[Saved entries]
____

PR #2669, opened 2024-07-15
Add conditional-request test case

### LINKED ISSUE #2668: Supplement test case for special-headers
image

v-jiaodi:
Add conditional-request test case and remove repeated case.
fixes #2668


v-jiaodi:
Closed it as we don't need to add test for conditional request for now.

PR #31, opened 2015-08-17
Accept QoS profiles via an XML file

esteve:
Connect to ros2/ros2#86


mikaelarguedas:
Decided not to provide this feature because of conflicting vendor definition. We may offer a design spec to do that in vendor agnostic way in the future.

PR #32, opened 2015-08-19
Added system default QoS profile

esteve:
This PR adds support for leaving up to the underlying implementation to use the system default QoS settings.

Connects to ros2/ros2#93


tfoote:
+1

PR #34, opened 2015-08-24
remove shared flag from rmw library declaration

codebot:
by removing the SHARED keyword from the add_library call, we can set it externally and thus allow the cmake machinery to select between shared or static builds.

### DIFF
--- a/rmw/CMakeLists.txt
+++ b/rmw/CMakeLists.txt
@@ -7,7 +7,7 @@ find_package(ament_cmake REQUIRED)
 include(cmake/configure_rmw_library.cmake)
 
 include_directories(include)
-add_library(${PROJECT_NAME} SHARED "src/error_handling.c")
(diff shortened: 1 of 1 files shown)


wjwwood:
Will we need a corresponding change to ament in order to keep the default behavior `SHARED`?

dirk-thomas:
It does currently not set anything when invoking CMake.

esteve:
I implemented the behavior that @codebot described in https://github.com/ament/ament_tools/pull/128 and removed the `SHARED` keyword from `add_library(...)` in https://github.com/ros2/rcl/pull/93 https://github.com/ros2/rmw/pull/81 https://github.com/ros2/rosidl/pull/183 and https://github.com/eProsima/Fast-CDR/pull/8

dirk-thomas:
Superseded by #98.

PR #35, opened 2015-08-24
add support for publisher gid's in rmw

wjwwood:
I am opening this pull request, but it is only part of what is needed for ros2/ros2#91.

Basically it introduces the notion of a GID for publishers in rmw, encapsulated in the `rmw_gid_t`. The `rmw_gid_t` contains only an opaque void pointer, which the implementation can use to compare the GID's in an implementation specific way. You can get the GID of a `rmw_publisher_t` with `rmw_create_gid_from_publisher` and you can get a GID for the sending publisher via `rmw_take_with_gid`. And then you can compare GID's with `rmw_compare_gids_equal`.

Later I can use this to compare the GID of the sender for incoming inter process messages with publishers which are connected via intra process as well and filter those out.

Other ideas for usage and for testing:

- One subscriber is receiving messages from multiple publishers, figure out how many messages have come from each publisher in the subscription callback.
- One publisher and subscription in the same node, you could use this to self filter, ignoring messages from the local publisher.

Please review these changes to the API. I've got an implementation for OpenSplice and I'm starting on Connext/Connext Dynamic. Maybe we can parallelize on those implementations.

Connects to ros2/ros2#91

### DIFF
--- a/rmw/include/rmw/rmw.h
+++ b/rmw/include/rmw/rmw.h
@@ -98,6 +98,15 @@ rmw_take(const rmw_subscription_t * subscription, void * ros_message, bool * tak
 
 RMW_PUBLIC
 RMW_WARN_UNUSED
+rmw_ret_t
+rmw_take_with_info(
+  const rmw_subscription_t * subscription,
+  void * ros_message,
+  bool * taken,
+  rmw_message_info_t * message_info);
+
+RMW_PUBLIC
+RMW_WARN_UNUSED
 rmw_client_t *
 rmw_create_client(
   const rmw_node_t * node,
@@ -209,6 +218,16 @@ rmw_count_subscribers(
   const rmw_node_t * node,
   const char * topic_name,
   size_t * count);
+
+RMW_PUBLIC
+RMW_WARN_UNUSED
+rmw_ret_t
+rmw_get_gid_for_publisher(const rmw_publisher_t * publisher, rmw_gid_t * gid);
+
+RMW_PUBLIC
+RMW_WARN_UNUSED
+rmw_ret_t
+rmw_compare_gids_equal(const rmw_gid_t * gid1, const rmw_gid_t * gid2, bool * result);
 
 #if __cplusplus
 }
--- a/rmw/include/rmw/types.h
+++ b/rmw/include/rmw/types.h
@@ -30,6 +30,10 @@ typedef int rmw_ret_t;
 #define RMW_RET_ERROR 1
 #define RMW_RET_TIMEOUT 2
 
+// 24 bytes is the most memory needed to represent the GID by any current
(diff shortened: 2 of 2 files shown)


dirk-thomas:
Instead of having separate create / destroy functions we could extend `rmw_publisher_t` and add a field of type `rmw_gid_t`.

And the existing `rmw_take` function could have an optional argument after `taken` to pass in a `rmw_gid_t` pointer to be filled.

wjwwood:
I tried that originally, but you still need a clean up function because what the `void *` inside of `rmw_gid_t` points to may need to be free'ed. Since you need to clean them up in an implementation specific way, I found it easier to just have them completely managed with create and destroy.

dirk-thomas:
The `destroy_publisher` function could do that cleanup. The life time of a gid is anyway closely tied to the publisher it identifies.

wjwwood:
That's true, but it's not true for the GID returned by take. That one is not tied to any publisher.

rmw/include/rmw/rmw.h
```diff
@@ -210,6 +220,17 @@ rmw_count_subscribers(
   const char * topic_name,
   size_t * count);
 
+// Note: the gid's lifetime is tied to the publisher.
```
jacquelinekay: Maybe also note that the return value could be null if publisher pointer is null or invalid, or if the the publisher gid wasn't set

wjwwood: Yeah, all of these functions need comments like this. I chose to add just this one because it was particularly unclear. For example, all of the `rmw_create_*` functions will behave the same way. I'd like to wait until we do all of them. It's something I want to do during the next week of documentation.

jacquelinekay: OK, sounds good. Are you going to hold off on implementing Connext until after the release?

wjwwood: No, we need to implement Connext first.

rmw/include/rmw/types.h
```diff
@@ -30,6 +30,8 @@ typedef int rmw_ret_t;
 #define RMW_RET_ERROR 1
 #define RMW_RET_TIMEOUT 2
 
+#define RMW_GID_STORAGE_SIZE 24
```
jacquelinekay: Can you add a comment about where you got the bound on the GID size, before we forget?

dirk-thomas:
+1

jacquelinekay:
Besides a small comment, +1

tfoote:
+1

rmw/include/rmw/types.h
wjwwood: 8b3b89e

wjwwood:
Comments addressed and commits squashed.

PR #36, opened 2015-08-27
add fram_intra_process bool to message_info

wjwwood:
Connects to ros2/demos#12

### DIFF
--- a/rmw/include/rmw/types.h
+++ b/rmw/include/rmw/types.h
@@ -20,6 +20,7 @@ extern "C"
 {
 #endif
 
+#include <stdbool.h>
 #include <stddef.h>
 #include <stdint.h>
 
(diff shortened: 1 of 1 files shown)


rmw/include/rmw/types.h
```diff
@@ -144,6 +144,7 @@ typedef struct RMW_PUBLIC_TYPE rmw_message_info_t
 {
   // const rmw_time_t received_timestamp;
   rmw_gid_t publisher_gid;
+  bool from_intra_process;
```
jacquelinekay: rmw is supposed to have C headers, so this should be an int, not a bool, right?

wjwwood: C has bool: http://en.cppreference.com/w/c/types/boolean

I should include `#include <stdbool.h>` though. I'll add that.

jacquelinekay:
+1

tfoote:
+1

esteve:
+1

PR #37, opened 2015-09-04
fix/use snprintf on all OS

wjwwood:
Currently the Window specific branch causes an error, because of how I was originally using their special version of `snprintf`, but while doing research I found that VS2015 now provides a proper version of `snprintf`, so we can drop the `#ifdef _WIN32` in this case.

CI:

- http://ci.ros2.org/job/ros2_batch_ci_linux/323/
- http://ci.ros2.org/job/ros2_batch_ci_osx/253/
- http://ci.ros2.org/job/ros2_batch_ci_windows/379/

### DIFF
--- a/rmw/src/error_handling.c
+++ b/rmw/src/error_handling.c
@@ -23,12 +23,6 @@
 
 #define SAFE_FWRITE_TO_STDERR(msg) fwrite(msg, sizeof(char), sizeof(msg), stderr)
 
-#ifndef _WIN32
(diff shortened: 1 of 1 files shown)


esteve:
+1

wjwwood:
For reference: http://blogs.msdn.com/b/vcblog/archive/2014/06/03/visual-studio-14-ctp.aspx

wjwwood:
CI all build, and tests seem to be within normal behavior, and no new warnings. Merging.

dirk-thomas:
+1 (even if the PR never made it to "in review").

PR #39, opened 2015-09-10
Switch services QoS policy from KEEP_ALL to KEEP_LAST

jacquelinekay:
Based on a discussion in https://github.com/ros2/rmw_opensplice/pull/82. May be subject to change after more discussion/experimentation.

sort of connected to ros2/rmw_connext#96


esteve:
+1

dirk-thomas:
LGTM.

We really need to cover these profiles with detailed rational in the article before we forget about the whys.

PR #41, opened 2015-09-23
Added durability settings

esteve:
This PR adds a new QoS policy (durability) with three settings:

- leave it to the system default
- use transient local (needed for services)
- use volatile


esteve:
CI job (including the tests for the services from the `test-services` branch):

http://ci.ros2.org/job/ros2_batch_ci_linux/383/

I haven't run the CI job for Windows or Mac OSX because I know they will fail until this is merged:

https://github.com/ros2/rmw_opensplice/pull/83

jacquelinekay:
really, even the OSX jobs will fail without ros2/rmw_opensplice#83? The PR description makes it sounds like it's only an issue on Windows.

esteve:
I triggered a CI job for OSX just in case:

http://ci.ros2.org/job/ros2_batch_ci_osx/282/

rmw/include/rmw/types.h
```diff
@@ -121,11 +121,18 @@ enum RMW_PUBLIC_TYPE rmw_qos_history_policy_t
   RMW_QOS_POLICY_KEEP_ALL_HISTORY
 };
 
+enum RMW_PUBLIC_TYPE rmw_qos_durability_policy_t
+{
+  RMW_QOS_POLICY_DURABILITY_SYSTEM_DEFAULT,
+  RMW_QOS_POLICY_TRANSIENT_LOCAL_DURABILITY
```
jacquelinekay: Why not also expose VOLATILE durability (just in case)?

esteve: Because I just wanted to get this merged as soon as I can so I can finalize the services stuff on Windows :smile:  Anyway, I guess I can add VOLATILE too.

esteve:
CI jobs with volatile added:

http://ci.ros2.org/job/ros2_batch_ci_linux/384/
http://ci.ros2.org/job/ros2_batch_ci_osx/283/
http://ci.ros2.org/job/ros2_batch_ci_windows/427/

esteve:
The requester/replier test now fails for RTI Connext (same request received multiple times). It passed when this branch didn't have the logic for volatile qos settings, which is actually not used at all, so I don't know where's the issue, why it passed before and now it doesn't.

esteve:
These three CI jobs include the code for handling the read condition separately:

http://ci.ros2.org/job/ros2_batch_ci_linux/385/
http://ci.ros2.org/job/ros2_batch_ci_osx/284/
http://ci.ros2.org/job/ros2_batch_ci_windows/428/

the OSX slave passes, but I don't think it's because of the read condition code, the Linux slave doesn't. So I don't know if the test is wrong, the code here is wrong or if there's something else. When I only changed the Requester's DataWriter and the Replier's DataReader to use transient QoS, tests seemed to pass (though it shouldn't affect), I wonder if using the same QoS settings might be the cause.

dirk-thomas:
For the failing service test have you tried to add a simple delay between starting the server and the client? Without any need to change DDS QoS options.

esteve:
I triggered three more jobs with the QoS settings tweaked and they are still the same:

http://ci.ros2.org/job/ros2_batch_ci_linux/386/
http://ci.ros2.org/job/ros2_batch_ci_osx/285/
http://ci.ros2.org/job/ros2_batch_ci_windows/431/

So I triggered new ones that add a delay between the service and the client:

http://ci.ros2.org/job/ros2_batch_ci_linux/387/
http://ci.ros2.org/job/ros2_batch_ci_osx/286/
http://ci.ros2.org/job/ros2_batch_ci_windows/432/

I can't reproduce the failing tests locally, so I'm relying on the buildfarm.

esteve:
Forget about the latest set of CI jobs, it contains a compiling error.

esteve:
New CI jobs:

http://ci.ros2.org/job/ros2_batch_ci_linux/390/
http://ci.ros2.org/job/ros2_batch_ci_osx/288/
http://ci.ros2.org/job/ros2_batch_ci_windows/434/

esteve:
The test with a delay of 2 seconds now pass. Linux and OSX jobs are green.

wjwwood:
@esteve I can't find where you introduced the delay, can you link to that? (I'm just curious where it was needed)

esteve:
@wjwwood https://github.com/ros2/system_tests/blob/22b45c0ed41f78a2d77e2e7991498e0bf3fd70eb/test_communication/test/test_requester.cpp#L106

This is actually a copy of `test-services` branch pushed as `transient-qos-services` so the farm groups the branches together as part of the same set.

esteve:
Can this be merged? The changes in this PR passes the tests in `test-services` the current testsuite does not fail.

dirk-thomas:
I assume you refer to:
* this PR
* ros2/rmw_connext#101
* ros2/rmw_opensplice#84

The connext PR still has some comments pending, no?

esteve:
The connext branch had a commit that was added by mistake. New CI jobs just to make sure that the latest changes are ok:

http://ci.ros2.org/job/ros2_batch_ci_linux/393/
http://ci.ros2.org/job/ros2_batch_ci_osx/293/
http://ci.ros2.org/job/ros2_batch_ci_windows/440/

dirk-thomas:
+1

esteve:
After the latest CI run, Windows fails (as usual), OSX fails too and Linux passes.

The tests include the 2 second delay in the requester code to give some time for the replier to start up.

I removed the forced volatile QoS, and although the tests passed with it, in any case shouldn't affect because it was only applied to the requester's reader and the replier's writer.

At this point I just give up, I don't know if it's an issue in the test or in the code. Most likely the latter.

esteve:
This is the test that failed on OSX:

http://ci.ros2.org/job/ros2_batch_ci_osx/293/testReport/%28root%29/test_requester_replier_cpp__empty__rmw_opensplice_cpp/test_requester_replier/

esteve:
Since the failing test also happens in master, I think this and the related branches are okay to merge.

esteve:
CI jobs after https://github.com/ros2/system_tests/pull/51 merged:

http://ci.ros2.org/job/ros2_batch_ci_linux/410/
http://ci.ros2.org/job/ros2_batch_ci_osx/307/
http://ci.ros2.org/job/ros2_batch_ci_windows/456

wjwwood:
@esteve If you're talking about http://ci.ros2.org/job/ros2_batch_ci_osx/293/testReport/%28root%29/test_requester_replier_cpp__empty__rmw_opensplice_cpp/test_requester_replier/, that flaky test should be fixed since yesterday. I'd recommend rebasing (only if you changed `system_tests`) and running the CI again.

wjwwood:
Beat me to it.

esteve:
@wjwwood :smile:

esteve:
OSX passes. Windows fails. And Linux too, but only for this test:

http://ci.ros2.org/job/ros2_batch_ci_linux/410/testReport/junit/%28root%29/test_rclcpp/gtest_intra_process__rmw_connext_dynamic_cpp_gtest_missing_result/

AFAIK intraprocess does not use QoS, but I could be wrong. @wjwwood is that correct?

wjwwood:
> AFAIK intraprocess does not use QoS, but I could be wrong.

Which QoS? It certainly is affected by them, but I don't know what QoS setting you're talking about.

esteve:
@wjwwood durability. The default QoS for publishers and subscribers leaves durability up to the system and doesn't enforce anything and shouldn't affect the current tests:

https://github.com/ros2/rmw/blob/transient-qos-services/rmw/include/rmw/qos_profiles.h#L46

wjwwood:
If the setting didn't change then it shouldn't have an effect, but the intra process will be affected by durability since it inherits the QoS settings from the matching inter process topic.

esteve:
Latest CI run:

http://ci.ros2.org/job/ros2_batch_ci_linux/415/ (green)
http://ci.ros2.org/job/ros2_batch_ci_osx/323/ (green)
http://ci.ros2.org/job/ros2_batch_ci_windows/463/ (pending)

jacquelinekay:
+1

PR #42, opened 2015-09-30
use memset in rmw_allocate

jacquelinekay:
In `rmw_allocate`, memset the allocated pointer with zeros.

The rationale for this pull request is:

1) In the general case, initializing malloc'd memory is considered better practice.
2) In real-time computing, accessing the malloc'd memory will map the memory into RAM and the memory management unit, so that accessing the memory will not cause a pagefault later.

### DIFF
--- a/rmw/include/rmw/allocators.h
+++ b/rmw/include/rmw/allocators.h
@@ -22,6 +22,7 @@ extern "C"
 
 #include <stdlib.h>
 
+#include "string.h"
 #include "types.h"
 #include "visibility_control.h"
 
@@ -30,7 +31,11 @@ void *
 rmw_allocate(size_t size)
 {
   // Could be overridden with a general purpose allocator
-  return malloc(size);
+  void * ptr = malloc(size);
+  if (ptr) {
+    memset(ptr, 0, size);
+  }
+  return ptr;
 }
 
 RMW_LOCAL


rmw/include/rmw/allocators.h
```diff
@@ -30,7 +31,9 @@ void *
 rmw_allocate(size_t size)
 {
   // Could be overridden with a general purpose allocator
-  return malloc(size);
+  void * ptr = malloc(size);
+  memset(ptr, 0, size);
```
wjwwood: `ptr` could be null if `malloc` failed.

dirk-thomas:
Is this necessary for the demo at ROSCon? If not I would suggest postponing it until Monday.

jacquelinekay:
CI:
http://ci.ros2.org/job/ros2_batch_ci_linux/402
http://ci.ros2.org/job/ros2_batch_ci_osx/299
http://ci.ros2.org/job/ros2_batch_ci_windows/447

wjwwood:
lgtm

jacquelinekay:
Something is wrong with the Windows build, but I can't tell if it's related to these changes.

jacquelinekay:
I think the original Windows build failure was a fluke, I reran it and it looks fine.

http://ci.ros2.org/job/ros2_batch_ci_windows/449/

I'll squash and merge.

PR #44, opened 2015-10-22
replace strcpy with snprintf

dirk-thomas:
Following `cpplint`.

http://ci.ros2.org/job/ros2_batch_ci_linux/455/
http://ci.ros2.org/job/ros2_batch_ci_osx/367/


esteve:
+1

____

Go through the records and show every line with the string "enum" in it.

* **RESPONSE AREA**
@@ -121,11 +121,18 @@ enum RMW_PUBLIC_TYPE rmw_qos_history_policy_t
+enum RMW_PUBLIC_TYPE rmw_qos_durability_policy_t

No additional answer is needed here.